Bursa was the first capital city of Ottoman Empire in 13th century. The city is known as where Ottoman architects left behind the Seljuk Turkish architecture of the past and developed their own Ottoman mosque architecture which then you can see the most beautiful examples in Istanbul and Edirne. If you have interest in architecture and tiles, you should see Muradiye-Hüdavendigâr Mosque (1366) in Çekirge, the Seljuk-style Ulu Cami (Grand Mosque, 1399) and the early Ottoman Yesil Cami (Green Mosque, 1424).

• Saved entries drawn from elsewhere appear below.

PR #1090, opened 2018-03-24
Clean up the SWA code somewhat.

ywrt:
1. Bugfix: Batch norms weren't being updated.
2. Bugfix: Use 400 batches when recomputing batch norms to reduce error is ~2% (from 13%).
3. Remove the need for external files: SWA is now accumulated in RAM.
4. Change TF restore to be optimistic. This allows restoring from snapshots
that don't have the SWA variable (and vice versa).

NB: I've verified by hand that the batch norms vars are being updated. If I get a little spare time later I'll try and add some unit tests for that.

### DIFF
--- a/training/tf/tfprocess.py
+++ b/training/tf/tfprocess.py
@@ -21,7 +21,6 @@ import numpy as np
 import time
 import tensorflow as tf
 from shutil import copyfile
-from average_weights import swa
 
 def weight_variable(shape):
     """Xavier initialization"""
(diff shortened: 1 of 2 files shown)


Ttl:
Much cleaner implementation than I did. It really shows that I'm not too familiar with Tensorflow.

When calculating the error in batch norm weights, you need to also take into account that the previous averaged network already had the correct batch norms and the new network being added only slightly changes the weights. In 8000 steps the network weights don't also have that much time to change and the weights are very close to the previous output nets. If the error is 10% in the beginning 200 steps should be enough to bring it to 1%.

training/tf/tfprocess.py
```diff
@@ -434,38 +441,57 @@ def construct_net(self, planes):
...
+        swa_path = path + "-swa-" + str(num) + "-" + str(steps) + ".txt"
 
+        # save the current network.
+        self.snap_save()
+        # Copy the swa weights into the current network.
+        self.session.run(self.swa_load_op)
+        if self.swa_recalc_bn:
             print("Recalculating SWA batch normalization")
-            for _ in range(200):
+            self.update_ops = tf.get_collection(tf.GraphKeys.UPDATE_OPS)
```
Ttl: Does this need to be redefined? It's already defined once in init_net?

ywrt:
> When calculating the error in batch norm weights, you need to also take into account that the previous averaged network already had the correct batch norms and the new network being added only slightly changes the weights.

Now that I think about this, I'm of the opinion that recalculating the batch norms is the wrong thing to do.

My logic: 
1. Assuming that learning is converged, then the weights (inc unsmoothed batch norms) are [sampling](https://arxiv.org/abs/1704.04289) from a Gaussian, with assumed standard deviations of *s1*.
2. The batch norms are smoothed with an IIR, alpha=1/100. These form an estimator for the true value of the norms, with std dev = *s1*/sqrt(100) = *s1*/10
3. SWA samples the weights every 8000 batches, and is again smoothed with an IIR, alpha=1/16. This is likewise an estimator for the norms, with std dev = *s1*/sqrt(1600) = s1/40.

But: If we now run batches through the batch norm layer, those batches will be smoothed with alpha=1/100 again, meaning that the variance (error) in the estimate will increase!

NB: Of course, this makes the (bold!) assumption that the Gaussian we're sampling from is invariant, and that we're taking unbiased samples. But given that those are the same assumptions the SWA paper makes, it seems reasonable?

If we actually want the error to reduce, then we need to make sure that SWA batch norm recalculation is run with a strong filter. e.g. at least alpha=1/1600.

But in that case, if SWA is sampling every 8000 batches, then why not run the original filter with a stronger alpha (i.e batch norm momentum higher than 0.99) with would give us the same result at lower cost?

It doesn't seem to ever make sense to do the batch norm recalculation under the SWA assumptions?

Or to put it another way: If this actually helps, it's strongly implies that the SWA assumptions don't hold. That is, that the Gaussian is not invariant, and/or the samples are biased in some fashion.

training/tf/tfprocess.py
ywrt: thanks :) fixed.

PR #1092, opened 2018-03-24
UCTNode memory optimization

ihavnoid:
Since the last attempt was closed without merging, this time I am proposing a less intrusive (but possibly a bit controversial, IMHO) approach.  What I did was replaced the std::vector inside the UCTNode with a plain-old array of pointer.  This saves about 16 bytes from sizeof(UCTNode) which can mean a quite a bit of memory footprint.  This makes future code maintenance a bit more confusing at the cost of lower memory footprint.

Memory footprint while generating first move with 1 million playouts:
- 12 threads, 2 GPUs
- long enough time limit, large enough playout limit to hit 1M playout per move

Before change : saturate at 8.95GB
After change : saturate at 7.49GB

### DIFF
--- a/src/UCTNode.cpp
+++ b/src/UCTNode.cpp
@@ -142,20 +142,19 @@ void UCTNode::link_nodelist(std::atomic<int>& nodecount,
         }
     }
 
-    m_children.reserve(nodelist.size());
+    m_children = std::make_unique<node_ptr_t[]>(nodelist.size());
+    auto cnt = size_t{0};
     for (const auto& node : nodelist) {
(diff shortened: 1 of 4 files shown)


gcp:
Tiny gain isn't worth the resulting ugliness, I'm afraid.

ihavnoid:
Yes after submitting the patch I figured that we need something bigger, and I started coding something similar to the previous attempt.  Will submit patch once code seems healthy.

ihavnoid:
(When I meant previous attempt, I meant #887)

Ulu Camii or Great Mosque (or Grand Mosque) is a prominent landmark in Bursa’s downtown. With its 2 towering minarets and 20 domes, the building is one of the most impressive and important in Bursa. Ulu Cami is considered the 5th most important mosque in Islam, after those in Mecca, Medina, Jerusalem, and Damascus. Funded by Sultan Yıldırım Bayezid I, Bursa Grand Mosque was opened in 1399 and built in the Seljuk style of architecture, consisting of both Seljuk and early Ottoman elements. The walls and pillars are decorated by a total of 192 calligraphy samples written by 41 different calligraphers, making it one of the most important collections of Islamic calligraphy in the world. The doors and pulpit are made from skillfully carved walnut wood, and the pulpit contains an engraved scaled model of the solar system. East of the highly ornate mihrap, a centuries-old door curtain from the Mecca Kaaba is displayed in a glass case.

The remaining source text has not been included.